5 Steps Toward Successfully Implementing Computerized Physician Order Entry

Although the concept of evidence-based order sets was introduced many years ago, healthcare providers are moving toward adopting evidence-based order sets in increasing numbers and integrating such order sets into their respective electronic health record systems, creating what is now known as computerized physician order entry. The trend is a two-pronged approach to achieving incentive payments for meaningful use of health IT and increasing hospital quality by standardizing patient care. Staff members from Norman (Okla.) Regional Hospital, which successfully integrated evidence-based order sets into its own EHR system, share five steps the hospital took to achieve this integration.

1. Hire a staff member to lead the CPOE cause. Integrating your hospitals evidence-based order sets into an EHR is not a task to take on lightly, and having a go-to staff member who has the expertise to take on the cause is highly recommended. Jannene Uglean, the CPOE specialist who was brought on board to quarterback the initiative at Norman Regional, says the first step she took was to devise a formal process for moving all pre-existing order sets into the EHR.

"When we started this project, we had approximately 400 condition-specific order sets that we had to move through our order set system into our EHR. We worked on a process for determining how those pre-existing orders would be moved and how new ones would be added," Ms. Uglean says. "How do we have new order sets approved? Who approves it?
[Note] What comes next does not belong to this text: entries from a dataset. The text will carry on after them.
PR #192, opened 2021-12-16
display when search meetings pages are loading

cainlevy:
1. Connects the new GraphQL query's `loading` indicator through to the `<SearchMeetingsTable />` component.
2. Removes the Redux query that was no longer used

Search remains broken for ICIW because the date range will not affect which 500 meetings can be filtered.


src/components/SearchMeetings/SearchMeetings.tsx
```diff
@@ -67,28 +59,6 @@ const SearchMeetings = ({
...
-      }))().then(() => setLoading(false));
-  }, [
-    fetchMeetings,
-    limit,
-    offset,
-    startDate,
-    endDate,
-    global,
-    activeSearchFilter,
-  ]);
```
cainlevy, line 90: it's hard to remove redux calls confidently because they have side effects on distant places via selectors, but:

1. i tried enabling and disabling this fetch and didn't notice any effect
2. i verified that the filtered meetings used the graphql data provided as a prop
3. i couldn't find any redux selectors

gabrielsaruhashi: there shouldn't be side effects for this one!

gabrielsaruhashi: at least negative ones

src/pages/SearchInPersonVisitsPage.tsx
```diff
@@ -1,44 +1,34 @@
...
-  const fetchMeetings = useCallback(
-    (filters: MeetingFilters) => {
-      dispatch(fetchInPersonVisits(filters));
-    },
-    [dispatch]
-  );
+  const visits = data
+    ? data.facility.meetings.edges
+        .filter((e) => e.node.meetingType !== MeetingType.Call)
+        .map((e) => graphQlMeetingToVisit(e.node))
```
gabrielsaruhashi, line 20: this is a cool util

cainlevy: yeah! @lspdrz added these so we can start transitioning.

src/pages/SearchCallsPage.tsx
```diff
@@ -1,45 +1,34 @@
...
 import { graphQlMeetingToCall } from "src/utils/graphqlConversions";
 
-
 const SearchCallsPage = () => {
-  const dispatch = useAppDispatch();
   const facility = useAppSelector(
     (state: RootState) => state.facilities.selected
   );
 
   const { loading, error, data } = useQuery(GetFacilityMeetingsDocument, {
```
gabrielsaruhashi, line 14: the change on the API side was to limit to 500? / 
or is there any logic rn that passes the date range as well

gabrielsaruhashi (approved):

src/pages/SearchCallsPage.tsx
cainlevy: yes, the API limits to 500.

the client could ask for more or less, but there's no option for date filtering (yet). we need to decide how we're going to fix this search.

PR #194, opened 2021-12-17
Lp call messages gql

lspdrz:
[sc-1314]

DO NOT MERGE UNTIL https://github.com/Ameelio/connect-api-nest/pull/582 is merged and deployed

This page isn't used anywhere so there's not really a way to test


src/graphql/fragments/CallMessageFragment.graphql
```diff
@@ -0,0 +1,8 @@
+fragment CallMessageFragment on CallMessage {
+  id
+  createdAt
+  sender {
```
wittejm, line 4: I've seen this give an error before if it doesn't include the in-line fragment structure like this:
https://github.com/Ameelio/pathways-client/blob/089e8e9a80970bd40253bb71b97ababee7e5d243/src/graphql/queries/GetConnectionMessages.graphql#L12

I'm surprised if this is working as-is.

wittejm (approved):

src/graphql/fragments/CallMessageFragment.graphql
lspdrz: Weird. I'm gonna change it to that anyways

PR #293, opened 2022-04-28
organize imports on commit

cainlevy:
see https://github.com/Ameelio/connect-api-nest/pull/874


wittejm (approved):
Just adding the package dep creates a commit hook?

cainlevy:
We already have a prettier commit hook, so this makes it better 🎉 .

Oh, actually, DOC client's husky version is pretty far out of date. That might explain some things. Ugh. So many repositories.

cainlevy:
updated husky and lint-staged as well.

PR #299, opened 2022-05-05
schedule displays phone and number

gabrielsaruhashi:


brandon-bee (approved):
Thanks for making this change so quickly!

PR #300, opened 2022-05-05
scroll to focus on every render

wittejm:
The current behavior is that the scroll into focus doesn't happen on pageload. That's because the useEffect is called before the first render, before the focusRef has been set for the first time. This change reruns the focus after the message has rendered. 

This feels like the wrong solution. I really want to run the useEffect only one extra time: upon first page load after the first render. 

Since it now runs on every render, it refreshes focus again to the top tagged message when the page polls for new messages (every 15 seconds). This is potentially annoying.


src/components/MessageReviewPanel/MessagesList.tsx
```diff
@@ -18,7 +18,7 @@ const MessagesList = ({ messages, focus }: Props) => {
       behavior: "smooth",
       block: "start",
     });
-  }, [focusRef, focus?.id]);
+  });
```
cainlevy, line 21: `[focusRef.current]` might prevent this from scrolling too frequently, but since we're relying on a ref instead of state there's no guarantee that the function will re-render once our focusRef exists.

wittejm: I did try focusRef.current and that didn't work, Typescript said this:  `Mutable values like 'focusRef.current' aren't valid dependencies because mutating them doesn't re-render the component.`

cainlevy: hah, yes, quite right.

however, removing them from the dependency array doesn't re-render the component either. something else may currently take care of it by accident, but i expect it's fragile.

wittejm: Do you have thoughts on a better solution? Liz said if this behavior wasn't possible, it would be ok to make the "Approve" button initially say "Review" and take you to the first focused message.

cainlevy: i haven't forgotten this! i don't know an immediate solution, but the behavior you described in the PR where the window scrolls every 15 seconds doesn't sound great either.

wittejm: Yep. I'll fiddle around with it a bit (it seems like it just takes some smarter use of useEffect) and if I don't make headway I'll  just do the second option Liz suggested.

wittejm:
@cainlevy Found the correct approach, pointed to here 
https://stackoverflow.com/questions/60476155/is-it-safe-to-use-ref-current-as-useeffects-dependency-when-ref-points-to-a-dom
and explained further here: 
https://medium.com/welldone-software/usecallback-might-be-what-you-meant-by-useref-useeffect-773bc0278ae

This intermediate commit is a workaround using setTimeout that I felt pretty proud of for a hot minute. But I'll just squash this on merge.

src/components/MessageReviewPanel/MessagesList.tsx
```diff
@@ -10,15 +10,12 @@ interface Props {
...
-  useEffect(() => {
-    if (!focusRef.current) return;
-    focusRef.current.scrollIntoView({
+  const scrollToFocus = useCallback((node) => {
+    node.scrollIntoView({
       behavior: "smooth",
       block: "start",
     });
-  }, [focusRef, focus?.id]);
+  }, []);
```
cainlevy, line 18: wow this is great!

cainlevy (approved):
amazing find. i'll bet we can use this pattern more.

PR #303, opened 2022-05-11
schedule export: email and phone are only available to super admins

gabrielsaruhashi:


src/components/ExportSchedule/ExportScheduleModal.tsx
```diff
@@ -86,11 +99,14 @@ const ExportScheduleModal: React.FC<Props> = ({
...
+              onChange={(e) => setReportType(e.target.value)}
+              value={reportType}
             >
-              <Radio value={false}>Public</Radio>
-              <Radio value={true}>Admin</Radio>
+              <RadioReportType value="public" label="Public" />
+              <RadioReportType value="admin" label="Admin" />
+              {isSuperUser(session.user) && (
+                <RadioReportType value="superadmin" label="Ameelio Admin" />
+              )}
```
cainlevy, line 109: what's the use case for ameelio needing its own export type?

cainlevy (approved):

src/components/ExportSchedule/ExportScheduleModal.tsx
gabrielsaruhashi: @brandon-bee needs to notify users from time to time about some event / update that is coming up

PR #307, opened 2022-05-16
fix and migrate meeting detail page

cainlevy:
Depends on https://github.com/Ameelio/connect-api-nest/pull/905

The meeting detail page (aka RecordingPage?) is available via "View Details" while looking at the meeting table for one of the participants. It has been broken for quite some time. Now it looks like this:

image


src/pages/RecordingPage.tsx
```diff
@@ -45,60 +27,62 @@ function RecordingBase({
...
+        {/* {call.recordingPath && (
           <ReactPlayer
             autoplay={true}
             muted={true}
             controls={true}
             width="100%"
             url={call.recordingPath}
           />
-        )}
+        )} */}
```
cainlevy, line 48: another day

src/pages/RecordingPage.tsx
```diff
@@ -45,60 +27,62 @@ function RecordingBase({
...
         <PageHeader
           ghost={false}
           onBack={() => window.history.back()}
-          title={`Call ${data?.meeting.call.id}`}
-          subTitle={facility}
```
cainlevy, line 71: react was pretty upset about being asked to render a plain object

src/pages/RecordingPage.tsx
```diff
@@ -45,60 +27,62 @@ function RecordingBase({
...
+          title={`Call ${meeting.id}`}
+          subTitle={facility.fullName}
         >
-          <Descriptions size="small" column={3} bordered layout="vertical">
+          <Descriptions size="small" column={1} bordered>
             <Descriptions.Item label="Visitation ID">
-              {call.id}
+              {meeting.id}
```
wittejm, line 57: are uuids useful to show in the client? Is there a better way? We do this elsewhere too and it just seems like horrible UX.

src/utils/graphqlConversions.ts
```diff
@@ -165,15 +165,23 @@ export const graphQlMeetingToVisit = (meeting: GraphqlMeeting): Visit => {
 };
 
 export const graphqlCallMessageToCallMessage = (
```
wittejm, line 167: conversions were only needed because of redux right? Is this slated for removal too?

src/utils/graphqlConversions.ts
```diff
@@ -165,15 +165,23 @@ export const graphQlMeetingToVisit = (meeting: GraphqlMeeting): Visit => {
...
-    senderType: message.sender.__typename === "Inmate" ? "inmate" : "user",
+    senderType:
+      message.sender.__typename === "Inmate"
+        ? "inmate"
+        : message.sender.__typename === "Visitor"
+        ? "user"
+        : "doc",
     contents: message.contents,
-    createdAt: message.createdAt,
+    createdAt: new Date(message.createdAt).getTime(),
```
wittejm, line 184: What's this doing? Isn't `createdAt` already a numeric timestamp?

wittejm (approved):

src/pages/RecordingPage.tsx
cainlevy: We currently ask people to reference UUIDs when reporting issues to us or asking for recordings. I agree it's far from ideal.

On the up side, UUIDs can make things look Very Official and like Serious Business because of how intimidatingly opaque they are.

src/utils/graphqlConversions.ts
cainlevy: that's what i thought! then i discovered in this case we're actually converting to the CVH format of a CallMessage. we may be stuck with this logic in some form, even if it doesn't live here.

src/utils/graphqlConversions.ts
cainlevy: I think ... this is a leftover from when I was playing with a string type. Will simplify.

PR #308, opened 2022-05-17
rely on GraphQL for contact page

cainlevy:
The biggest consideration here is the TTL on visitor identification images. The URLs are valid for 60 minutes, which should be plenty for normal usage. If we get complaints we will want to switch to JIT loading.


cainlevy:
oops this got the dashboard code. needs to go before a meeting today.

wittejm (approved):

PR #310, opened 2022-05-19
stop parsing dateOfBirth as UTC

cainlevy:
> When the time zone offset is absent, date-only forms are interpreted as a UTC time and date-time forms are interpreted as local time.

https://developer.mozilla.org/en-US/docs/Web/JavaScript/Reference/Global_Objects/Date/parse


cainlevy:
@wittejm this bug is causing visitors to be rejected

PR #313, opened 2022-05-26
upgrade to ccc@0.9.0

cainlevy:
Upgrades voice call monitoring to use the latest connect-call-client.


src/components/VoiceCall/VoiceCallPlayer.tsx
```diff
@@ -42,22 +39,15 @@ const VoiceCallPlayer = ({
...
-          {!isCallEmpty ? (
+          <InitialsAvatarFacepile people={participants} />
+          {participants.length > 0 ? (
             <Typography.Text type="secondary">
-              {inmateOn ? inmates : ""}
-              {allParticipantsOn ? " & " : ""}
-              {visitorOn ? visitors : ""}
-              {allParticipantsOn ? " are both " : " is "}
+              {participants.map((p) => getFullNames([p])).join(" & ")}
+              {participants.length > 1 ? " are both " : " is "}
```
jackofsometrade, line 50: should we just say `are` instead of `are both`?  IDK how soon we'll have 3+ people, but it fits `> 1` more universally I think.

jackofsometrade (approved):

src/components/VoiceCall/VoiceCallPlayer.tsx
cainlevy: yeah. this was a "not worse!" moment for me. pluralization is so annoying and i don't know why we need to construct an english sentence at all.

PR #314, opened 2022-05-26
use connect-call-client for video!

cainlevy:
It's here! We can use connect-call-client for DOC video monitoring through a clever React trick that I like to call "cheating". It all happens in `CallRegistry` below.

image


src/components/LiveCall/CallRegistry.tsx
```diff
@@ -0,0 +1,87 @@
...
+    []
+  );
+
+  return (
+    <CallRegistryContext.Provider value={registry}>
+      {calls.map((c) => (
+        <RegisterCall key={c.id} call={c} register={register} drop={drop} />
+      ))}
+      {children}
+    </CallRegistryContext.Provider>
```
cainlevy, line 49: welcome to CallRegistry, where we rely on a child component to run a hook for us and then store the results in context!

we have to do this because:

1. the DOC client must remain connected to calls while people multi-task their way around other pages. apparently that counts as "monitoring" even though you can't see or hear.
2. React does not support calling a hook inside of a loop, but it does support calling a hook inside of a component inside of a loop.

src/pages/LiveCallPage/VideoChat.tsx
```diff
@@ -139,31 +92,19 @@ const VideoChat: React.FC<Props> = React.memo(
...
-
-          const isVideoPaused = isInmate
-            ? inmateVideoPaused
-            : contactVideoPaused;
-
-          const name = isInmate
-            ? participantNames.inmates
-            : participantNames.contacts;
+        {connectCall.peers.map((peer, index) => {
+          const name = participantNamesById[peer.user.id];
```
cainlevy, line 96: i might have fixed something here but i didn't test multiple visitors on a call to find out. in theory this will show the correct name for each visitor, instead of showing all visitor names on each visitor.

cainlevy:
I nearly forgot that this depends on a new release of CVH to fix an issue with heartbeat responses.

src/components/LiveCall/CallRegistry.tsx
jackofsometrade: Sounds like we could use a popout component that can float over the rest of the app while the staff member multitasks.

cainlevy: definitely!

in that case we may still need the registry so video streams can transition between the popout and the page. not sure. maybe there's another clever solution.

jackofsometrade (approved):

cainlevy:
I ran through a quick call locally to make sure nothing obvious had broken. Planning to deploy in a couple hours.

PR #320, opened 2022-06-23
render a review modal for org requests

cainlevy:
The new ReviewModal component needs styling and a final home (it's currently organized with `src/Organizations`).

image


wittejm (approved):
Is that the email address of the org or that admin? The organization has its own email and I think that belongs in its own row. Maybe still include the admin's email as well?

Does this look clinically appropriate?"

After new order sets are moved into the EHR system, that addition is communicated to the rest of the organization and printed copies are provided for all departments.

2. Create a committee to help set up CPOE. The next step Norman Regional took was formulating an official committee, which consisted of multidisciplinary members from each campus. The committee helps alleviate the overwhelming workload of moving pre-existing order sets and approving new ones as they move into the hospital's EHR system. Ms. Uglean says successful communication is important when it comes time to approve any new order sets and can be achieved by making it easier for committee members to convene on order set-related matters.

"Even though this team was created, we never really meet as a team," Ms. Uglean says. "Through Zynx, our order set system, we can use a blog system to communicate electronically. Any member can make comments that other members can see about a new order set that will go live on our EHR. Instead of receiving multiple e-mails from all the team members, this helps save a lot of time."

In conjunction to having a head committee, the hospital also has smaller committees that represent differing departments of the hospital. Once a change has been made to an order set or a new order set has been introduced, the smaller departmental committees that are affected by those changes assemble to review the order sets and ensure they are clinically appropriate. "We've learned several additional edits had to be made once the orders were incorporated into our EHR system," Ms. Uglean says.

3. Appoint a physician champion. Norman Regional's CMIO, Brian Yeaman, MD, is an integral part of the hospital's ongoing success with computerized physician order entry. Director of Nursing Informatics Janet Johnson says it's important to have a physician champion leading ongoing discussions of order sets with other physicians.

"The good thing about having a physician champion is he practices medicine as well and has the clinical background to show other physicians the possibilities in how to make electronic order sets work for them," Ms. Johnson says. "He's able to lead by example in using the system and also help other physicians with troubleshooting issues."

4. Standardize order sets. Ms. Uglean says one of the biggest challenges the hospital has come across during this project is standardizing order sets. Once physicians create their own set of evidence-based orders, those are often the rules they chose to stand by, and order sets can vary greatly among physicians of similar specialties. In order to standardize order sets and eliminate the variance in patient care, Ms. Uglean says she and the committee have had to streamline order sets dramatically.

"Every physician wants their own order sets, and we've been trying to pare it down. I had a meeting earlier this morning where we talked about preoperative orthopedic orders, and there were some six different orders for every physician related to prophylactic antibiotic orders," she says.

Ms. Uglean says the preexisting 400 order sets were allowed into the system, but new requests for order sets now have to undergo extensive review. "I will first review [the requested order set] to see if it's something we really need and then send it to my director or Dr. Yeaman," she says.

5. Ensure clear and concise order sets. Just like any other tool, order sets are only as useful as end-users are willing to make them, and physicians and nurses are not likely to make full use of order sets in an EHR if they are confusing. It is up to the physician champion, CPOE specialist and committee members to ensure order sets are written in the clearest and most concise way possible.

"One of the key strategies for preparing order sets is asking myself: Do I understand what I have to do if I were presented with this order set? Would the physicians on the floor understand these?" Ms. Uglean says.